### TASK ITEM
Send back exactly the lines from the opening line of the records below through the one with "Four user-reported UI".

### SUPPLIED MATERIAL
^^^^

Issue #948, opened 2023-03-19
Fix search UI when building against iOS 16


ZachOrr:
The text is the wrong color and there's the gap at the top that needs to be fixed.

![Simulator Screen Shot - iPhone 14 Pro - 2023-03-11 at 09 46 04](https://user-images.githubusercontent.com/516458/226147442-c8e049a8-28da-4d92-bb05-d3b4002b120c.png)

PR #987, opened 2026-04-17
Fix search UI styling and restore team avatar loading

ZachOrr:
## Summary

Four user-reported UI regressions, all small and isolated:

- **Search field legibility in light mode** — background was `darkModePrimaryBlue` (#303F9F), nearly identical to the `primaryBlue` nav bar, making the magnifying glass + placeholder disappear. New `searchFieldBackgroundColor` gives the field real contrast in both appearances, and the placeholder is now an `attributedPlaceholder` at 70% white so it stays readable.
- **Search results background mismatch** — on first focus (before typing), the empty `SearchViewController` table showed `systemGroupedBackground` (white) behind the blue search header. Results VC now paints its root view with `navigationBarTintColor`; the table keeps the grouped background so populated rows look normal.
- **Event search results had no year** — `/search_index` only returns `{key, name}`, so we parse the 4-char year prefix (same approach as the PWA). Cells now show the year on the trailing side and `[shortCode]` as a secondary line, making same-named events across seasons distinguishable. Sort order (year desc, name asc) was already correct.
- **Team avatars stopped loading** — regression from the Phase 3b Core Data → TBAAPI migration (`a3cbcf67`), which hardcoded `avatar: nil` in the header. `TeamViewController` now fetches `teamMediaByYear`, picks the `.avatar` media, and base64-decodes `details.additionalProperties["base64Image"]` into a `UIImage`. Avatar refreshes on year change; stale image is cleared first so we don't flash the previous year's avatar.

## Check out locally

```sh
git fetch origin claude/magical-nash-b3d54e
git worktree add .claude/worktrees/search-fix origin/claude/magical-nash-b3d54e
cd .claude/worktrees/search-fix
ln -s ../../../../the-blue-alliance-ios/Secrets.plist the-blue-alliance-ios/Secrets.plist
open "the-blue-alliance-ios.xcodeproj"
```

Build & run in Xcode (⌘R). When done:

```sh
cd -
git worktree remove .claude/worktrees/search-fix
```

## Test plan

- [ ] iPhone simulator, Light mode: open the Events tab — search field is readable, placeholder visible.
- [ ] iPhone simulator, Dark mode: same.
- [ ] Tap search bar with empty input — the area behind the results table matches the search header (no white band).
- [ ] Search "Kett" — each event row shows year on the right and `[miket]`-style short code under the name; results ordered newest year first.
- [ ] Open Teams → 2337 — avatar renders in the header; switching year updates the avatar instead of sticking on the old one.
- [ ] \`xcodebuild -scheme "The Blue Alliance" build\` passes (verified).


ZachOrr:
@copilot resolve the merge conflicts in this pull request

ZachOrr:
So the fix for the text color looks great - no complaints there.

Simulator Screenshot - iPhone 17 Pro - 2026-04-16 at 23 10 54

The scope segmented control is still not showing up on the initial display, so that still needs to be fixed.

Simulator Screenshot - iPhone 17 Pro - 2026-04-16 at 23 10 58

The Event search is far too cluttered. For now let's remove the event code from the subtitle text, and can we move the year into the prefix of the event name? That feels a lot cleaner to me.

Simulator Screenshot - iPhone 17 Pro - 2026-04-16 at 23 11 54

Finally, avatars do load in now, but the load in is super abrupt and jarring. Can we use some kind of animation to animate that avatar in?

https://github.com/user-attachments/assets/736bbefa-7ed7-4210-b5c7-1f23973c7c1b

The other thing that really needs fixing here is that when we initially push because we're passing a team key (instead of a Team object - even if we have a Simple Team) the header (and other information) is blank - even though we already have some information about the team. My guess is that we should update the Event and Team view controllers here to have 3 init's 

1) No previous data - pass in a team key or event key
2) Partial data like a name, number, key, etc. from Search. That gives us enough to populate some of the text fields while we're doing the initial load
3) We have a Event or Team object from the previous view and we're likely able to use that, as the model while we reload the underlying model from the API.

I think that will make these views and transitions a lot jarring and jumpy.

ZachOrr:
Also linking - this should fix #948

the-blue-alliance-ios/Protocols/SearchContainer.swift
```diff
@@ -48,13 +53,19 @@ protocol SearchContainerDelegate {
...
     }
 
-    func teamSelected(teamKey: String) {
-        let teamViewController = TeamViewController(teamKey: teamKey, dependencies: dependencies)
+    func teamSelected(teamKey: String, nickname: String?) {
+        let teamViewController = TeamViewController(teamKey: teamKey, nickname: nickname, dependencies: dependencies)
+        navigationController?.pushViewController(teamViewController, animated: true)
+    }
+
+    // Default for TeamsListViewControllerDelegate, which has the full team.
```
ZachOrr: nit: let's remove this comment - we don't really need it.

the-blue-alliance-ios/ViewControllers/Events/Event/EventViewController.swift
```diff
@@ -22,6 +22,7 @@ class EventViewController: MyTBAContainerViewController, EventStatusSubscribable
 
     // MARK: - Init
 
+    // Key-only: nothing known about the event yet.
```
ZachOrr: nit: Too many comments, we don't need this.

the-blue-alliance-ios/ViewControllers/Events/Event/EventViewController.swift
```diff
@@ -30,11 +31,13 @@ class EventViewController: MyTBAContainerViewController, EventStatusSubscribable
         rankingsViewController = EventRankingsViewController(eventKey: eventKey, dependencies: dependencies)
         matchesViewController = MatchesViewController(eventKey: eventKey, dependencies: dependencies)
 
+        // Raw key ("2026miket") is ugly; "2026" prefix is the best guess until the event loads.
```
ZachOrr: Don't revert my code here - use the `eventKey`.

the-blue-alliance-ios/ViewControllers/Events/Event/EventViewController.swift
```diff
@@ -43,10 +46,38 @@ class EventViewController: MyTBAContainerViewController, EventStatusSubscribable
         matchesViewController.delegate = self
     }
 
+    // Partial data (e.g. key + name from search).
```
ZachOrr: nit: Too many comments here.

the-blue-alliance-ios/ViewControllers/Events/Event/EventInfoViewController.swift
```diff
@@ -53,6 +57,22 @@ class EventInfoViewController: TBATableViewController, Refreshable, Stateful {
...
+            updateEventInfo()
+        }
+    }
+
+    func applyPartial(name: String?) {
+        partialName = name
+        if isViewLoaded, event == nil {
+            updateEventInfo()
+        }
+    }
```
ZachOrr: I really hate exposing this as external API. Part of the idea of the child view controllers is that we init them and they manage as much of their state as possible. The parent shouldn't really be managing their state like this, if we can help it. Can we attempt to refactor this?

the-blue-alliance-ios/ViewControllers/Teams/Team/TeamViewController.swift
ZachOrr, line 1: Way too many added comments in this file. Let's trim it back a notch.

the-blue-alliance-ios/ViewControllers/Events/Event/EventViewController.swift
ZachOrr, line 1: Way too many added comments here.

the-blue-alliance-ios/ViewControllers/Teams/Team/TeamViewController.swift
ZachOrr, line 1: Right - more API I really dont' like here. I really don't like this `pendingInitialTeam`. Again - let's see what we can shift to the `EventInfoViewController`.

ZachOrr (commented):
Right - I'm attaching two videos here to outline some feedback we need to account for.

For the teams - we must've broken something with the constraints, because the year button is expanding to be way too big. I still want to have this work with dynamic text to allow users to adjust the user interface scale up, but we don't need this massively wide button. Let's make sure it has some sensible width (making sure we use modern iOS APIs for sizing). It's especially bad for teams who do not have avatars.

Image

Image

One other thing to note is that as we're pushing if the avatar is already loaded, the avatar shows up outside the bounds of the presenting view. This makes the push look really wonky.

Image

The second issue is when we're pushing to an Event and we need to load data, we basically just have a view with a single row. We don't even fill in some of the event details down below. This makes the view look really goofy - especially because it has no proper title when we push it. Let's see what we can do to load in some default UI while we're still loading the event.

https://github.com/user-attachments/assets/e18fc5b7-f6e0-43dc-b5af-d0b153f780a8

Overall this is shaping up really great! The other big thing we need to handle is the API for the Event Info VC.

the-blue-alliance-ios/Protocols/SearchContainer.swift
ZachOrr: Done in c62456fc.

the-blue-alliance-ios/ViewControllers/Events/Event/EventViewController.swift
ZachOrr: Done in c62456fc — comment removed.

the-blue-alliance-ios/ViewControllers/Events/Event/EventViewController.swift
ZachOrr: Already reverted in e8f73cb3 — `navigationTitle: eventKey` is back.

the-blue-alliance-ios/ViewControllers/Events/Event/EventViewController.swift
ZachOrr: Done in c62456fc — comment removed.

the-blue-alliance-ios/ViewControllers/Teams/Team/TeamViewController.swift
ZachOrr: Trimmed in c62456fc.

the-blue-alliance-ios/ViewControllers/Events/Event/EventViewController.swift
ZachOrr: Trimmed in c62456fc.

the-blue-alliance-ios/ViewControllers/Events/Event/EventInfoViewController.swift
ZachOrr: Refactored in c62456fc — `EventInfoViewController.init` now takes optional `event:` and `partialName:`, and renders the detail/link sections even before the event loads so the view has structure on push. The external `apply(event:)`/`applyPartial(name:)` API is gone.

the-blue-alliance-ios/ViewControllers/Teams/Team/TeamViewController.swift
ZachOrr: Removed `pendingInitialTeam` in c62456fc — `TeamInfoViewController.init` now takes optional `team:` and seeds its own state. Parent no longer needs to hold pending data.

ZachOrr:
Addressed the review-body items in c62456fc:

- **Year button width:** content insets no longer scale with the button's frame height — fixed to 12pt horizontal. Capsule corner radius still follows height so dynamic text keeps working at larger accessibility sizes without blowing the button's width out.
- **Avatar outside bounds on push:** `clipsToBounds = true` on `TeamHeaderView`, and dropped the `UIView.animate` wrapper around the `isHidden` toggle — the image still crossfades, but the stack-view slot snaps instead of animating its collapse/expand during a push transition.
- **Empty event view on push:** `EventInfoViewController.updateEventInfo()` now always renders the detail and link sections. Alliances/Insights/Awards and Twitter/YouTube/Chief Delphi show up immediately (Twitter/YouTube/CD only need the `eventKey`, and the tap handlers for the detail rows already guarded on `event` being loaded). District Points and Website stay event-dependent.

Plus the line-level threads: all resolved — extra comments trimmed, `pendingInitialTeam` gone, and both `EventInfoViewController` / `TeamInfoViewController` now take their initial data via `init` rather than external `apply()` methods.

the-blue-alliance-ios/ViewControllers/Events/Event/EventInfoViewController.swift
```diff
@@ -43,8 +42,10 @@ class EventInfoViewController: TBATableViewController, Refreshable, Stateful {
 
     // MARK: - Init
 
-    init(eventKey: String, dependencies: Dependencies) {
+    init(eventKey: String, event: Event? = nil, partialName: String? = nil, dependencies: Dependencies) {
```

^^^^

### ANSWER SPACE
Issue #948, opened 2023-03-19
Fix search UI when building against iOS 16


ZachOrr:
The text is the wrong color and there's the gap at the top that needs to be fixed.

![Simulator Screen Shot - iPhone 14 Pro - 2023-03-11 at 09 46 04](https://user-images.githubusercontent.com/516458/226147442-c8e049a8-28da-4d92-bb05-d3b4002b120c.png)

PR #987, opened 2026-04-17
Fix search UI styling and restore team avatar loading

ZachOrr:
## Summary

Four user-reported UI regressions, all small and isolated:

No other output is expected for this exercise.